**SOURCE INFORMATION:**
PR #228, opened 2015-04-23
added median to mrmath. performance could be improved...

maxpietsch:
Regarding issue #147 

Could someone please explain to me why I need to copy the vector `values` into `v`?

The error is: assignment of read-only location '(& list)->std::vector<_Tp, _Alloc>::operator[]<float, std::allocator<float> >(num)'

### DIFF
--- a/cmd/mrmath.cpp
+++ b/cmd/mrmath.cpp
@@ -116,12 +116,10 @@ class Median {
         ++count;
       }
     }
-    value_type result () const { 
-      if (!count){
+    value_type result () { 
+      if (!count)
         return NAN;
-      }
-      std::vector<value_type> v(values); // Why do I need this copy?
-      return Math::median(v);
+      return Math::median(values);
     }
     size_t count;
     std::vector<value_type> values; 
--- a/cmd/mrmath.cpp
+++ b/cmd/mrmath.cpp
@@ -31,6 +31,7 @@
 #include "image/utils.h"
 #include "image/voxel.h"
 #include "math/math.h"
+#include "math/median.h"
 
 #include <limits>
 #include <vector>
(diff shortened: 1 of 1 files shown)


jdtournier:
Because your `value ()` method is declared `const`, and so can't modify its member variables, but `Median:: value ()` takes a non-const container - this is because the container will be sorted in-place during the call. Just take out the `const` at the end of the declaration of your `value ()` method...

...

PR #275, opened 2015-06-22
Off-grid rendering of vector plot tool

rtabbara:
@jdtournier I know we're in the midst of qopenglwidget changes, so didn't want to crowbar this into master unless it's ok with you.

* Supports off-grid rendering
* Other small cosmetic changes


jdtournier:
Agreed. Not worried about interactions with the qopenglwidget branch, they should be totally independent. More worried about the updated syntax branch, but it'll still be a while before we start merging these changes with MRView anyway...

**AIM OF THE TASK:** Show all lines from the listing above in which "const" appears.

**THE ANSWER:**
-    value_type result () const { 
Because your `value ()` method is declared `const`, and so can't modify its member variables, but `Median:: value ()` takes a non-const container - this is because the container will be sorted in-place during the call. Just take out the `const` at the end of the declaration of your `value ()` method...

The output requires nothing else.